AI Can Now Distinguish Individual Painters
A neural network has identified the stylistic patterns of different artists by analyzing their brushstrokes.
In 2017, Christie’s auctioned the most expensive painting in history. It was “Salvatore Mundi,” attributed to Leonardo da Vinci, and fetched four hundred and fifty million dollars. The term “attributed” is the key here: the controversy of its authorship has accompanied the work since its identification ten years before that auction. There is even a documentary about its history. The fact is that scandals over forgeries or inaccurate attributions of works of art are the order of the day in the art circuits. However, artificial intelligence may make it easier for the experts in charge of stamping them with the seal of authenticity.
The new tool is a development of Case Western Reserve University in the U.S., which surprised the researchers themselves with its accuracy. The tests compared the work of four artists and identified their authorship with a 95% accuracy. The creators of this artificial intelligence technology point out that the system can identify a kind of “fingerprint” of the artist that goes unnoticed by the human eye. Another analogy would be that of a person’s unique handwriting transferred to the strokes of a paintbrush. But how does it work?

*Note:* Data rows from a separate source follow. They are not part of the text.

PR #88, opened 2019-09-08
Mem allocator

Knight-X:


dboyliao:
mem alloc optimization pass is optional now.

PR #92, opened 2019-11-26
bugfixes:

neil-tan:
- setup.py: fixed onnx-tf version and syntax touch up for graphviz
- syntax fix for QntMatMulOp template file

note: current onnx-tf 1.5x throws error


dboyliao:
looks good to me

PR #93, opened 2019-11-29
Tflite backend

neil-tan:
This is semi-working for:

input0 = [1,1,1,1].tranpose    #set at the run time
input1 = [2,4,6,8].tranpose
weight = [10,20,30,40]
bias = [7]

add_output = ADD(input0, input1)
out = FC(add_output, weight, bias)

out == 707

Unexplained behaviors: when the first tensor in the subgraph, `input0`, is not set at the runtime, the tensor is then initialized to undefined values instead of values contained in FlatBuffers. See [here](https://github.com/uTensor/utensor_cgen/blob/c034f7de86d3ebf33bb39ccc59a550b03eb9e77e/tests/tflm/tflite_export/test_write.py#L98).

@dboyliao   Can use some input on the python coding style/design patterns. Keep in mind, I barely got this to work.


neil-tan:
@dboyliao The first check passed, for you to take it for a spin.

utensor_cgen/third_party/flatbuffers/builder.py
```diff
@@ -0,0 +1,764 @@
+# Copyright 2014 Google Inc. All rights reserved.
```
dboyliao: WTF @neil-tan, do you copy the entire flatbuffers python library in this PR!?
Why do you do this?

utensor_cgen/transformer/tflite_exporter.py
```diff
@@ -0,0 +1,412 @@
...
+  schema_version = 3
+  file_ident = "TFL3"
+
+  def __init__(self, input_tensors, output_tensors):
+    """
+    input_tensors: a list of input tensor names
+    output_tensors: alist of output tensor names
+    """
+
+    self.prune_graph = False #what is this?
```
dboyliao: I did some trick on the `Transformer`.
And setting this flag to `False` simply to skip a pruning phase.
Or all transformed will go through a pruning phase to check if there is any op that is no longer used in the graph and it will remove such ops.

utensor_cgen/transformer/tflite_exporter.py
```diff
@@ -0,0 +1,412 @@
...
+      preprend_method(it)
+    
+    return self.fbuilder.EndVector(num_items)
+
+  def __tflm_graph_legalize_(self, ugraph):
+    for _, op in ugraph.ops_info.items():
+      assert op.op_type.startswith("TFLM_") or op.op_type in self.static_op_types
+      #TODO: strip the leading TFLM_ only
+      op.op_type = op.op_type.replace("TFLM_", '')
+# How to construct the quantization parameter for intermediate tensors?
```
dboyliao: I don't know what you mean by quantization parameters for intermediate tensors

utensor_cgen/third_party/flatbuffers/builder.py
neil-tan: The current version of Pypl flatbuffers package is missing the ability to add an identifier string to the model file. So, a copy of the latest flatbuffer (github) python api is included. The generated tflm Flatbuffer api, however, reference the standard import.

It would be great if we can make the latest flatbuffer importable, but I had to settle for Tods workaround now.

utensor_cgen/transformer/tflite_exporter.py
neil-tan: This is a misplaced comment meant for the routine that construct the quantization parameters for intermediate tensors. It’s likely to have something to do with offline quantizations.

utensor_cgen/third_party/flatbuffers/builder.py
dboyliao: I can't use github repo as dependency since the repo is not setuptools compatible.
Fuck that.

Though I can write an install hook which will clone and install latest version from the repo, that will make the install process slow.
My suggestion is copy the core library only and remove all auto generated files since that could be generated during installation.

Fuck, I'm so pissed.

neil-tan: @dboyliao good proposal generating the TFLM binding as a part of the setup process btw, as discussed offline yesterday.

dboyliao: Yay, I'll help you with that after merging #94.
BTW, I add legalization pass in the TF frontend.
It's part of the frontend but this is temporary.
I will refactor the legalization and lowering as separate phases for codegen in the future.

neil-tan: Splendid

dboyliao:
BTW, I think it's not proper to make it a tflm transformer.
It's better to implement it as a backend.

neil-tan:
Nope, it isn't. This was prototyped as a transformer as the backend was being refactored. Changes need to be migrated.

dboyliao:
Yes, I know.
I just want to leave a note so we'll not forget to fix it before merge this PR.
Should not hard converting it into a backend.

PR #94, opened 2019-12-13
backend refactoring

dboyliao:
Backend Refactoring

In this PR, I define the `Backend` interface and the entire code generation is simplified as:
1. select a proper frontend parser and parse the input model file as IR graph
2. pass the IR graph to target backend

As a result, if we want to support different output format, we only need to implement different backend.
Here is the cli code if you want to take a look an example:
https://github.com/uTensor/utensor_cgen/blob/backend-refactor/utensor_cgen/cli.py#L68-L75


utensor_cgen/backend/utensor/_graph_lower.py
```diff
@@ -0,0 +1,23 @@
...
+from utensor_cgen.utils import class_property
+
+
+class uTensorGraphLower(BackendPart):
+
+  TARGET = 'utensor'
+  PART = 'graph_lower'
+
+  def apply(self, ugraph):
+    handler = getattr(self, 'handle_{}'.format(ugraph.lib_name))
```
neil-tan: All backend should be mandated to implement a common uTensor IR handler. Otherwise, we cannot share optimization passes between different front/backend configurations. Of course, additional front/backend handlers can be added, but these are secondary and optional to the uTensor IR.

I'll be opening an issue to add a prefix `uTensor_` to all uTensor operator names (ones that actually gets to JinJa2). Then, start defining the uTensor IR. We have the option to adapt ONNX, TF Lite or our own.

dboyliao: I don't think add prefix is a good solution.
I'm thinking a more robust way such as add a legalization phase to the cli.

Graph legalization should be responsible to convert all platform dependent ops to generic IR ops.
And we implement our optimizers, matchers, ...etc against the generic IR graph.
Then in graph lowering phase, we convert generic IR graph to target dependent graph.

However, graph legalization is not included in this PR and hence the graph lowering here is like experimental and requires further refactoring.
I add lowering in this PR is just a temporary workaround on the issue (pytorch, tflite-micro, ...etc) we talk about few days ago.

PR #102, opened 2020-02-26
Onnx Frontend

dboyliao:
1. Onnx frontend
    - core logic to review: https://github.com/uTensor/utensor_cgen/blob/onnx/utensor_cgen/frontend/onnx.py#L38-L52
2. Offline Tensor Allocation via Or-Tools
    -  the code: https://github.com/uTensor/utensor_cgen/blob/onnx/utensor_cgen/backend/graph_lower/generic_graph_lower.py#L63-L252

Those are the key bits of this PR.


utensor_cgen/backend/graph_lower/alloc_plan.py
```diff
@@ -0,0 +1,112 @@
...
+  def __contains__(self, slot):
+    assert isinstance(slot, int), 'incorrect slot type: %s' % type(slot)
+    is_in = self.time_slot_start <= slot
+    if self.time_slot_end is not None:
+      is_in = is_in and slot <= self.time_slot_end
+    return is_in
+
+
+@attr.s
+class SpaceAllocation(object):
```
mbartling: This will need to be able to account for memory access alignment. Probably need to include this info in the attributes

utensor_cgen/backend/transformer.py
```diff
@@ -0,0 +1,74 @@
...
+    self.transformer = TransformerPipeline(
+      methods=self.config['transform_methods']
+    )
+    self.trans_methods = self.config['transform_methods']
+    self.save_graph = self.config['save_graph']
+
+  def transform(self, ugraph):
+    logger.info("Transforming graph: %s", ugraph.name)
+    logger.info("Transform pipeline: %s", ' -> '.join(self.trans_methods))
+    self._check_non_quantized(ugraph)
```
mbartling: scandalous

utensor_cgen/backend/transformer.py
```diff
@@ -0,0 +1,74 @@
...
+      with open(pkl_fname, 'wb') as fid:
+        pickle.dump(new_ugraph, fid)
+      logger.info('{} saved'.format(pkl_fname))
+    return new_ugraph
+  
+  @classmethod
+  def _check_non_quantized(cls, ugraph):
+    is_quantized = False
+    quant_ops = set([
+      "Dequantize", "QuantizedMaxPool",
```
mbartling: These will be the uTensor equivalent names correct?

utensor_cgen/backend/utensor/_backend_impl.py
```diff
@@ -1,39 +1,45 @@
...
-uTensorRearchGraphLower = LazyAttrib(_graph_lower, 'uTensorRearchGraphLower')
+uTensorLegacyGraphLower = LazyAttrib(_op_lower, 'uTensorLegacyGraphLower')
+uTensorRearchGraphLower = LazyAttrib(_op_lower, 'uTensorRearchGraphLower')
+TensorAllocationPlanner = LazyAttrib(generic_graph_lower, 'TensorAllocationPlanner')
+PipelineTransformer = LazyAttrib(transformer, 'PipelineTransformer')
 
-del code_generator, _graph_lower
+del code_generator, _op_lower, generic_graph_lower
 
 class uTensorBackend(Backend):
```
mbartling: This class is SUPER important as an example backend, but it is missing some key docs like how it links the middleware bits to the target backend.

utensor_cgen/backend/utensor/_graph_lower/_op_lower.py
```diff
@@ -25,11 +31,10 @@ def default_config(cls):
     return {}
 
 
-class uTensorRearchGraphLower(BackendPart):
-  TARGET = 'utensor'
+class uTensorRearchGraphLower(uTensorGraphLowerBase):
   PART = 'rearch_graph_lower'
 
-  class OptypRenameManager(object):
+  class OptypeRenameManager(object):
```
mbartling: Something that might be useful is a specification for the ops on the backend that describe names, inputs, outputs, options (passed to the constructor) and potentially generic knowledge of sizes/validation functions. We kind of already have this so it might be easy to link in here vs the select op stage later.

README.rst
```diff
@@ -226,12 +226,32 @@ Use Case: Dropout Layer Removal
...
+\ |mlp-alloc-graph|
+
+Once enabled the optimization transformer, ``tensor_alloc``,
+which is an offline tensor memory allocation planner,
+``utensor-cli`` will generate ``uTensor`` runtime codes that use following optimized allocation plan:
+
+\ |mlp-alloc|
+
+- On the y-axis, these are tensor names ordered by topological sorting
+- On the x-axis, these are the memory span occupied by each tensor
```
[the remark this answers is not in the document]
dboyliao: How about simply `memory`?
I'm not sure what is the right terminology.

example_config.toml
```diff
@@ -1,15 +1,50 @@
 # https://github.com/toml-lang/toml
 # <target_name>.<component>.<part>
+# we use string 'None' to represent python None value
+# you should convert the string to None if you try to write extension for utensor_cgen
 [utensor.backend]
 legacy-api = true
 
+[utensor.backend.tensor_alloc_planner]
+max_pool_size = 1048576
```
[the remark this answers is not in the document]
dboyliao: I did add a comment in the code.
It was `1024*1024` which is 1 GB.
Setting it a large number just gives the planner enough free space for a feasible solution.
With a least one feasible solution, we are able to tell the user the minimum required memory for running a graph.

utensor_cgen/backend/base.py
```diff
@@ -1,7 +1,7 @@
-from utensor_cgen.utils import (
-  MUST_OVERWRITEN, class_property,
-  parse_toml, Configuration,
-)
+from abc import abstractmethod
+
+from utensor_cgen.utils import (MUST_OVERWRITEN, Configuration, class_property,
```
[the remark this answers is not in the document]
dboyliao: Oh, right.
A typo.
Auto completion makes me ignore this.
I'll make it `MUST_OVERWRITE`.

utensor_cgen/backend/transformer.py
dboyliao: I think it's better to make sure users pass a non quantized graph to the transformer.
If quantization is required, it's better to be done by the transformer backend part.
Not sure if you have other issue in mind.

utensor_cgen/backend/transformer.py
dboyliao: Well, yes.
I'm thinking we will need to formally define a set of op names for quantization (generic names).
We don't have such generic ops yet but it's not hard to fix it once we do.

utensor_cgen/backend/utensor/_backend_impl.py
dboyliao: Right, I'm about to update the architecture of the cli in the docs.
By the time the backend is written, I'm trying to come up with a proper way to do it so I didn't write any docs.

utensor_cgen/backend/graph_lower/alloc_plan.py
dboyliao: I add one more config field, `data_alignment`, for the `TensorAllocationPlanner`.
Now the planner is aware of data alignment and it's configurable to account for different platform.
It's default to 2-bytes alignment.
I'll add this attribute to `SpaceAllocation`.

dboyliao: done

utensor_cgen/backend/utensor/_graph_lower/_op_lower.py
dboyliao: According to my understanding, you are saying that we shift the checks from the code generator to the lowering phase right?
It's doable but I think it need some refactoring work to do.
I'll put it in the issue tracker. How do you think?

README.rst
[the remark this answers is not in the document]
mbartling: I mean it's kind of a generic term here. Might be good to specify range of memory addresses/offsets that span tensor.

example_config.toml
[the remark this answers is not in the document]
mbartling: kk

utensor_cgen/backend/graph_lower/alloc_plan.py
mbartling: marvelous :)

README.rst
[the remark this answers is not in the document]
dboyliao: I see. 
It do make things clearer.
Will do.
Maybe not this PR.
I found some of visualization parameters need some twists which I think is not very important for now.

utensor_cgen/backend/transformer.py
mbartling: We wont be able to guarantee this with quantized aware training. So it's probably best if we try to bake these checks in now.

utensor_cgen/backend/transformer.py
mbartling: We can always go off of the ops in the runtime, for naming requirements, in/outs, params, and additional attributes. Then for uTensor targets the conversion is a nop, for any other targets we just do some finagling

utensor_cgen/backend/utensor/_graph_lower/_op_lower.py
mbartling: We should probably discuss this offline first, there is a lot in this tiny post :)

utensor_cgen/backend/utensor/code_generator/rearch/_code_generator.py
```diff
@@ -26,26 +26,19 @@ def __init__(self, config):
...
-      with open('transformed_{}.pkl'.format(ugraph.name), 'wb') as fid:
-        pickle.dump(new_ugraph, fid)
     # 1. find all ops required
     ops = set()
     placeholders = set()
     tensor_var_map = {} # tensor name -> var name
-    for op_info in new_ugraph.ops_info.values():
+    for op_info in ugraph.ops_info.values():
       for tensor in op_info.output_tensors:
         tensor_var_name = re.sub(r'[:/]', '', tensor.name)
```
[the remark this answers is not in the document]
dboyliao: Yes, this should be in the frontend.
I'll fix it.

utensor_cgen/backend/utensor/code_generator/rearch/_code_generator.py
```diff
@@ -26,26 +26,19 @@ def __init__(self, config):
     self.src_fname = final_config['src_fname']
     self.header_fname = final_config['header_fname']
     self.params_dir = final_config['params_dir'].rstrip('/')
-    self.trans_methods = final_config['transform_methods']
     self.meta_data_pool_size = final_config['meta_data_pool_size']
     self.ram_data_pool_size = final_config['ram_data_pool_size']
     self.model_dir = final_config['model_dir'].rstrip('/')
-    self.save_graph = final_config['save_graph']
 
   def apply(self, ugraph):
```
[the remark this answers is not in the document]
dboyliao: You mean the comments?

utensor_cgen/backend/utensor/code_generator/rearch/_code_generator.py
```diff
@@ -63,7 +56,7 @@ def apply(self, ugraph):
       ops_map[op] = op_var_name
       declare_snippets.append(op.get_declare_snippet(op_var_name))
     weight_snippets = []
-    for op_info in filter(lambda op_info: op_info.op_type == 'Inline', new_ugraph.ops_info.values()):
+    for op_info in filter(lambda op_info: op_info.op_type == 'Inline', ugraph.ops_info.values()):
       tensor = op_info.output_tensors[0]
       buffer_name = 'data_{}'.format(tensor.name.replace(':', '_').replace('/', '_'))
```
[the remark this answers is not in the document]
dboyliao: No, it's not legalization.
It the variable name used in the weight header for referencing the buffer.

utensor_cgen/backend/utensor/code_generator/rearch/_code_generator.py
```diff
@@ -94,13 +87,13 @@ def apply(self, ugraph):
       )
     template_vars = {}
     template_vars['model_name'] = ugraph.name
-    template_vars['meta_data_pool_size'] = self._compute_meta_data_size(new_ugraph)
-    template_vars['ram_data_pool_size'] = self._compute_ram_data_size(new_ugraph)
+    template_vars['meta_data_pool_size'] = self._compute_meta_data_size(ugraph)
```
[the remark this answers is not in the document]
dboyliao: Ok, sounds reasonable.
I'll modify the method signature.
But to be honest, this method is experimental.
The rearch code generator will go for a major refactoring in the future for sure.

utensor_cgen/backend/utensor/code_generator/rearch/_code_generator.py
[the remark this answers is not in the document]
mbartling: I mean it might make things clearer with one subroutine for each chunklet For example:

`(ops, placeholders, tensor_var_map) = self._find_required_ops(...)`

utensor_cgen/backend/utensor/code_generator/rearch/_code_generator.py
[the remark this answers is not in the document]
mbartling: thanks!

utensor_cgen/backend/utensor/code_generator/rearch/_code_generator.py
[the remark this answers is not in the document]
mbartling: i agree, but even as a hack fix for now, keeping it in the codebase record will reduce the number of errors we make down the road.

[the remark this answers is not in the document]
dboyliao: Sure thing.
I'm just saying the function body might looks dumb for now. XD

utensor_cgen/backend/utensor/code_generator/rearch/_code_generator.py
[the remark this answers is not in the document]
dboyliao: Oh, no wait.
It's not legalization either.
The `tensor_var_name` is the variable name used in the generated source file.
Just as the `buffer_name` you mention in the other comment below.

utensor_cgen/backend/utensor/code_generator/rearch/_code_generator.py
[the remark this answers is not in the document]
dboyliao: Right. I see.
Sure thing.
Let's me think about what are the proper names for these subroutines.

utensor_cgen/backend/base.py
```diff
@@ -16,15 +16,33 @@ def __new__(cls, config, *args, **kwargs):
         validator(config, *args, **kwargs)
     if isinstance(config, dict):
       config = Configuration(cls.default_config, config)
+    elif config is None:
+      config = Configuration(cls.default_config, {})
     self._config = config
     return self
 
+  @abstractmethod
   def apply(self, ugraph):
```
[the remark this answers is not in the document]
dboyliao: You mean sth like this: `register_visit_op(op_type, callback)`.
So user can register a callback to the backend whenever some specific op_type is visited in the body of `apply`, the callback will be invoked?

And how does tensor visitor works? register a callback on tensor of specific data type?
Since tensor itself is kinda generic. It's functionality is mostly given by the op which owns it.

utensor_cgen/backend/transformer.py
dboyliao: How about we make exceptions to quantized aware trained graph?
I think there should be some unique ops used exclusive to quantization aware trained graph, right?
Or we can add special attribute value to quantization aware graph.

utensor_cgen/backend/transformer.py
dboyliao: Can you elaborate more about go off the ops in the runtime for naming requirements, in/outs, params and attributes? I don't understand what you mean.
An example will help.

utensor_cgen/ir/misc/graph_viz.py
```diff
@@ -65,3 +70,82 @@ def viz_graph(ugraph, out_fname=None, view=False, cleanup=True, colored_nodes=No
...
+        title = 'Optimal Tensor Allocation: {} bytes in total'.format(alloc_plan.total_size)
+      plt.title(
+        title,
+        fontdict={'fontsize': fontsize}
+      )
+      if figsize is None:
+        figsize = (num_tensors_per_split, num_tensors_per_split / 2)
+      fig.set_size_inches(*figsize)
+      fig.tight_layout()
+      figs.append(fig)
```
mbartling: Why not use subfigs?

utensor_cgen/legalizer/onnx.py
```diff
@@ -0,0 +1,57 @@
...
+from utensor_cgen.utils import topologic_order_graph
+
+from .base import LegalizerBase
+
+
+class OnnxLegalizer(LegalizerBase):
+  TARGET = 'onnx'
+
+  def legalize(self, ugraph):
+    self._visit(ugraph)
```
mbartling: A bit weird use of name visit, normally `visit` calls are on individual nodes, and not the whole graph. Consider using a `visit_all` method or similar

utensor_cgen/legalizer/onnx.py
```diff
@@ -0,0 +1,57 @@
...
+    for op_info in list(ugraph.ops_info.values()):
+      visitor = getattr(
+        self,
+        '_visit_{}'.format(op_info.op_type.lower()),
+        lambda op_info: op_info
+      )
+      visitor(op_info)
+    topologic_order_graph(ugraph)
+
+  def _visit_gemm(self, op_info):
```
mbartling: Where do these functions get called from, I noticed this pattern used elsewhere but it's a bit unclear how they're used

utensor_cgen/cli.py
```diff
@@ -35,12 +35,12 @@ def _load_plugin(path):
   "-p",
   "--plugin",
   multiple=True,
-  help="path of the python module which will be loaded as plugin",
+  help="path of the python module which will be loaded as plugin (multiple)",
```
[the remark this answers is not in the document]
dboyliao: you can pass values to this flag multiple time.
ex: `utensor-cli -p path1 -p path2 -p path3 ....`

utensor_cgen/frontend/onnx.py
```diff
@@ -1,19 +1,242 @@
...
+        name=self._format_tensor_name('', node_name, 0),
+        op_name=node_name,
+        dtype=tensor_value.value.dtype,
+        shape=list(tensor_value.value.np_array.shape),
+        ugraph=ugraph
+      )
+      OperationInfo(
+        name=node_name,
+        input_tensors=[],
+        output_tensors=[tensor_names_map[tensor_name]],
```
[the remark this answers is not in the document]
dboyliao: These ops is in the parameters list in onnx graph.
So these will be `Const` ops which has only one output for sure.

utensor_cgen/frontend/onnx.py
```diff
@@ -1,19 +1,242 @@
...
+      if tensor_name in tensor_names_map:
+        # tensor in initializers MAY appears in input, ignore
+        continue
+      cnt = op_types_cnt['Placeholder']
+      node_name = self._format_node_name(tensor_name, 'Placeholder', cnt)
+      op_types_cnt['Placeholder'] += 1
+      assert value.type.HasField('tensor_type'), 'invalid graph input value'
+      tensor_type = value.type.tensor_type
+      dtype_str = TensorProto.DataType.Name(tensor_type.elem_type).lower()
+      if dtype_str == 'float':
```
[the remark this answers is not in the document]
dboyliao: https://github.com/onnx/onnx/blob/master/onnx/onnx-ml.proto3#L452-L478

Pretty sure `float` is not `double` in ONNX.

utensor_cgen/frontend/onnx.py
```diff
@@ -1,19 +1,242 @@
...
+      output_nodes=[],
+      lib_name='onnx',
+      ops_info={},
+    )
+    self._build_graph(onnx_graph, ugraph)
+    ugraph = Legalizer.legalize(ugraph)
+    tf.reset_default_graph()
     return ugraph
+  
+  def _build_graph(self, onnx_graph, ugraph):
```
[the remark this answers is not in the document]
dboyliao: Ok, will do.

utensor_cgen/frontend/onnx.py
```diff
@@ -1,19 +1,242 @@
...
+
+  @classmethod
+  def post_process(cls, ugraph):
+    for op_name in ugraph.topo_order:
+      op_info = ugraph.ops_info[op_name]
+      handler = getattr(cls, '_handle_{}'.format(op_info.op_type.lower()), lambda op_info: op_info)
+      handler(op_info)
+
+  @staticmethod
+  def _handle_gemm(op_info):
```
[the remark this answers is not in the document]
dboyliao: In ONNX, GEMM = Matmul + BiasAdd.
I need to do some simple graph rewrite and renaming.
Also, the shape information is not recored in the ONNX graph.
And I find it's a good case to implement visit pattern so I implement the post processing like this.
Basically post processing part will do:
1. graph rewrite, or
2. renaming, or
3. finding shape and data types for inputs/outputs

utensor_cgen/ir/misc/graph_viz.py
dboyliao: You are right.
I just didn't think about it. XD

utensor_cgen/legalizer/onnx.py
dboyliao: Yes, that's right.
Will rename it as `visit_all`

utensor_cgen/legalizer/onnx.py
dboyliao: https://github.com/uTensor/utensor_cgen/pull/102/files/7d9d6eaeb9e380d233580612cb173e2ea7085e77#diff-78a1f0eaee7e58baa9a6b8b7c7954f74R16-R21

I use dynamic attribute lookup in python.
The `getattr` function.

utensor_cgen/ir/misc/graph_viz.py
```diff
@@ -1,7 +1,12 @@
-from graphviz import Digraph
+from random import random, seed
 
+import matplotlib.pyplot as plt
+from graphviz import Digraph
```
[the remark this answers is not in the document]
dboyliao: Right, it might take me some time to make the import optional.
Not a big issue I think.
How about put it in issue tracker?

utensor_cgen/ir/misc/graph_viz.py
mbartling: lolol I have a massive amount of experience with matlab so this is in my blood XD

dboyliao: Ok, I see.
BTW, I really hate matlab plotting api.
I swear to gods I'll replace `matplotlib` with `ggplot2` once I get a chance.

mbartling: both work, I have more experience with matlab style plots but I have no issues with switching

utensor_cgen/frontend/onnx.py
```diff
@@ -1,19 +1,242 @@
...
+        input_tensors=[],
+        output_tensors=[tensor_names_map[tensor_name]],
+        op_type='Placeholder',
+        ugraph=ugraph,
+        lib_name='onnx',
+        op_attr={}
+      )
+    for node in onnx_graph.node:
+      cnt = op_types_cnt[node.op_type]
+      node_name = self._format_node_name(node.name, node.op_type, cnt)
```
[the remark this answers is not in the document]
dboyliao: Not quite.
For onnx, node name might be missing (empty string) whereas tensorflow make node name as required.
So `_format_node_name` works a bit differently in these two parsers.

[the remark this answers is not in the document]
dboyliao: I think it's better to add a check in the base parser class.
And use some trick, like what I did for pruning graph in transformer, to make sure the check is ran after every call to `parse`.

utensor_cgen/backend/base.py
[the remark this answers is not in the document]
dboyliao: https://github.com/uTensor/utensor_cgen/issues/106

utensor_cgen/backend/utensor/code_generator/rearch/_code_generator.py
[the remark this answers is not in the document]
dboyliao: Done.

utensor_cgen/frontend/onnx.py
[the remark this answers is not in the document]
mbartling: 👍

utensor_cgen/frontend/onnx.py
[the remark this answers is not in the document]
mbartling: ok

utensor_cgen/legalizer/onnx.py
mbartling: Might consider adding this as a mini comment above, would be super helpful

utensor_cgen/backend/transformer.py
mbartling: Yeah right now my concern is for the various quantization frameworks. TF and PyTorch for example either make it part of training and then rewrite the graph, or do offline quantization and pass in representative inputs to compute the output ranges of the various operator nodes. Supporting all these runtimes might be a pain.

dboyliao: I have no good idea for now.
It's better to work with an example.
Current workflow expecting a non-quantized graph since many transformers are designed for non-quantized graph.
I think it's better to leave it as is for next release and see what is the better way to do it then.
Just for now.

utensor_cgen/legalizer/onnx.py
dboyliao: Ok

dboyliao: Done

utensor_cgen/backend/transformer.py
mbartling: @neil-tan thoughts? I can see reasons for both ways for now

utensor_cgen/legalizer/onnx.py
mbartling: <3

dboyliao:
closing this PR since it's merged into #108

PR #103, opened 2020-03-01
Ortools

dboyliao:
demo_mem_alloc

Experimental tensor allocation planner with [ortools](https://developers.google.com/optimization).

3D topography: a new way of interpreting art
One of the keys lies in the fact that neural networks do not limit themselves to analyzing the shape of the brushstrokes. The research, published in the journal Heritage Science, explains that the starting point is the 3D scanning of the painting. The device used to achieve this is known as a chromatic confocal profilometer. This machine uses light and color to detect the subtlest textures.
Thus, once this 3D map is obtained, the artificial intelligence system compares the different reliefs of each work, including the depressions and elevations of the oil used. In addition, the examination looks for almost microscopic patterns, with roughly the diameter of a single paintbrush bristle.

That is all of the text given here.